Search code examples
bashxargsgnu-parallel

calling shell function using parallel with list of quoted filenames as input


Using Bash.

I have an exported shell function which I want to apply to many files.

Normally I would use xargs, but the syntax like this (see here) is too ugly for use.

...... | xargs -n 1 -P 10 -I {} bash -c 'echo_var "$@"' _ {}

In that discussion, parallel had an easier syntax:

..... | parallel -P 10 echo_var {}

Now I have run into the following problem: the list of files to which I want to apply my function is a list of files on one line, each quoted and separated by spaces thus: "file 1" "file 2" "file 3".

how can I feed this space-separated, quoted, list into parallel?

I can replicate the list using echo for testing.

e.g.

echo '"file 1" "file 2" "file 3"'|parallel -d " " my_function {}

but I can't get this to work.

How can I fix it?


Solution

  • How can I fix it?

    You have to choose a unique separator.

    echo 'file 1|file 2|file 3' | xargs -d "|" -n1 bash -c 'my_function "$@"' --
    echo 'file 1^file 2^file 3' | parallel -d "^" my_function
    

    The safest is to use zero byte as the separator:

    echo -e 'file 1\x00file 2\x00file 3' | xargs -0 ' -n1 bash -c 'my_function "$@"' --
    printf "%s\0" 'file 1' 'file 2' 'file 3' | parallel -0 my_function
    

    The best is to store your elements inside a bash array and use a zero separated stream to process them:

    files=("file 1" "file 2" "file 3")
    printf "%s\0" "${files[@]}" | xargs -0 -n1 bash -c 'my_function "$@"' --
    printf "%s\0" "${files[@]}" | parallel -0 my_function
    

    Note that empty arrays will run the function without any arguments. It's sometimes preferred to use -r --no-run-if-empty option not to run the function when input is empty. The --no-run-if-empty is supported by parallel and is a gnu extension in xargs (xargs on BSD and on OSX do not have --no-run-if-empty).
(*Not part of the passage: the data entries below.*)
PR #7868, opened 2020-04-12
Improving auto correction's API

marcandre:
I am writing my first cop and I feel the current `autocorrect` API could be improved.

This PR is just a demo and not meant for merging. A few cops were refactored using the proposed API.

### When to specify corrections

My main observation is that the very best moment to do an autocorrection is when the offense is detected. Currently the autocorrection and the offense detection are (officially) decoupled. When an offense is detected, we know exactly what it is (location, type, etc.) yet we are unable to make the correction there and then.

    Note: xargs by default parses ', " and \. This is why the following is possible and will work:

    echo '"file 1" "file 2" "file 3"' | xargs -n1 bash -c 'my_function "$@"' --
    echo "'file 1' 'file 2' 'file 3'" | xargs -n1 bash -c 'my_function "$@"' --
    echo 'file\ 1 file\ 2 file\ 3' | xargs -n1 bash -c 'my_function "$@"' --
    

    And it can result in some strange things, so remember to almost always specify -d option to xargs:

    $ # note \x replaced by single x
    $ echo '\\a\b\c' | xargs
    \abc
    $ # quotes are parsed and need to match
    $ echo 'abc"def' | xargs
    xargs: unmatched double quote; by default quotes are special to xargs unless you use the -0 option
    $ echo "abc'def" | xargs
    xargs: unmatched single quote; by default quotes are special to xargs unless you use the -0 option
    

    xargs is a portable tool available quite everywhere, while parallel is a GNU program, which has to be installed separately.